(WHAT IS BEING ASKED) Return only the lines of the listing below that run from the line with "### Description" through the line with "### Check List", both ends included, exactly as written.

(RECORDS FOR THE EXERCISE)
PR #8214, opened 2024-09-18
[Discover] Display Cache Time and Clear Cache Button

sejli:
### Description

* Stores last cache updated time in session storage. Last updated time refers to the last time that the cache was updated across all datasets (overall cache rather than specific types).
* Adds display for last cache update time in Advanced Dataset Selector
* Adds refresh cache button which clears session storage

Still early implementation, open to suggestions

### Screenshot

Empty Cache State:

image

Cache has been populated:

image

## Changelog

- feat: Add last updated time and cache refresh button to Discover Advanced Dataset Selector

### Check List

- [ ] All tests pass
  - [ ] `yarn test:jest`


src/plugins/data/public/query/query_string/dataset_service/dataset_service.ts
```diff
@@ -164,6 +165,18 @@ export class DatasetService {
     });
   }
 
+  public refreshCache(): void {
+    this.sessionStorage.clear();
+  }
+
+  public getLastCacheTime(): string | undefined {
```
virajsanghvi, line 172: want to convert to a Date given its passed a date? otherwise consumers just need to handle this

src/plugins/data/public/ui/dataset_selector/dataset_explorer.tsx
```diff
@@ -92,6 +92,29 @@ export const DatasetExplorer = ({
               </EuiLink>
             </p>
           </EuiText>
+          {queryString.getDatasetService().getLastCacheTime() && (
+            <EuiText>
```
virajsanghvi, line 96: size='s'

src/plugins/data/public/query/query_string/dataset_service/dataset_service.ts
```diff
@@ -164,6 +165,18 @@ export class DatasetService {
     });
   }
 
+  public refreshCache(): void {
```
virajsanghvi, line 168: nit: is this the right name? not sure what refreshing means...

virajsanghvi (commented):
should we add tests for new methods + snapshot test to bump up patch cov?

kavilla:
a good catch all but did we want to consider making it more granular?

for example:
Screenshot 2024-09-18 at 3 26 56 PM

if i press the refresh on `Data` then it clears out the full cache. If i press refresh on `Database` then it will refresh all the Databases and Tables and not the Connections and Data Sources?

This way to avoid destroying the cache if only one source is out of date?

src/plugins/data/public/query/query_string/dataset_service/dataset_service.ts
kavilla: yeah we should make sure to do this.

@sejli 
we should probably include the day and should also pulling from UI Settings to get the format of the date
Screenshot 2024-09-18 at 3 37 48 PM

src/plugins/data/public/query/query_string/dataset_service/dataset_service.ts
kavilla: +1 ideally this should be renamed or this function should refetching the children for the current data structure.

kavilla (commented):
+1 to @virajsanghvi comments. nothing blocking

src/plugins/data/public/query/query_string/dataset_service/dataset_service.ts
```diff
@@ -138,6 +138,7 @@ export class DatasetService {
   }
 
   private cacheDataStructure(dataType: string, dataStructure: DataStructure) {
+    this.setLastCacheTime(new Date());
```
AMoo-Miki, line 141: Since this is getting set in the sessionStorage, the Date object gets converted to a string. To consume this, we will need to parse it and what not. To programmatically use date, it is best to stick with the unix timestamp of the date which is number and can be easily parsed and formatted.

```suggestion
    this.setLastCacheTime(Date.now());
```

src/plugins/data/public/query/query_string/dataset_service/dataset_service.ts
```diff
@@ -164,6 +165,18 @@ export class DatasetService {
     });
   }
 
+  public clearCache(): void {
+    this.sessionStorage.clear();
+  }
+
+  public getLastCacheTime(): string | undefined {
+    return this.sessionStorage.get('lastCacheTime');
```
AMoo-Miki, line 173: Assuming you do use `Date.now()` this line changes to
```suggestion
    return Number(this.sessionStorage.get('lastCacheTime')) || undefined;
```

The reason I propose `Number` and not `parseInt` is that `parseInt` will try to parse the numeric part of a mixed alphanumeric string which we don't want because the value should be fully numeric, and if it is not, we need to fail to parse.

The reason for `|| undefined` is that we should return `undefined` for all invalid values: `NaN` and `0`.

src/plugins/data/public/query/query_string/dataset_service/dataset_service.ts
```diff
@@ -164,6 +165,18 @@ export class DatasetService {
     });
   }
 
+  public clearCache(): void {
+    this.sessionStorage.clear();
+  }
+
+  public getLastCacheTime(): number | undefined {
```
kavilla, line 172: nit i think there is precedent with `updatedAt`

kavilla (approved):
agreeing with @virajsanghvi  with some snapshots will be awesome.

one nit with the naming of the field

one fast follow we should do is pull from ui settings for the date format

src/plugins/data/public/ui/dataset_selector/dataset_explorer.tsx
```diff
@@ -68,31 +72,71 @@ export const DatasetExplorer = ({
...
+              <EuiFlexGroup gutterSize="xs">
+                <EuiFlexItem grow={false}>
+                  <EuiText size="s">
+                    <FormattedMessage
+                      id="data.explorer.datasetSelector.advancedSelector.lastUpdatedTime"
+                      defaultMessage={`Last updated at: ${moment(
+                        queryString.getDatasetService().getLastCacheTime()
+                      )
+                        .format(uiSettings.get('dateFormat'))
+                        .toString()}. `}
```
joshuali925, line 114: this should use variables instead of having a dynamic default message, like
https://github.com/opensearch-project/OpenSearch-Dashboards/blob/b83fdecd9370e5c73d2f7408084f02b6fc5cae56/packages/osd-i18n/README.md?plain=1#L174-L180

src/plugins/data/public/query/query_string/dataset_service/dataset_service.ts
```diff
@@ -138,6 +138,7 @@ export class DatasetService {
   }
 
   private cacheDataStructure(dataType: string, dataStructure: DataStructure) {
+    this.setLastCacheTime(Date.now());
```
joshuali925, line 141: is it just a single timestamp for all caches or can different data structures have different cache time?

sejli: It's just a single timestamp for all caches for now. Currently, we haven't had any requirements to make it per data structure/data type.

kavilla (approved):

ashwin-pc (approved):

(RESPONSE AREA)
### Description

* Stores last cache updated time in session storage. Last updated time refers to the last time that the cache was updated across all datasets (overall cache rather than specific types).
* Adds display for last cache update time in Advanced Dataset Selector
* Adds refresh cache button which clears session storage

Still early implementation, open to suggestions

### Screenshot

Empty Cache State:

image

Cache has been populated:

image

## Changelog

- feat: Add last updated time and cache refresh button to Discover Advanced Dataset Selector

### Check List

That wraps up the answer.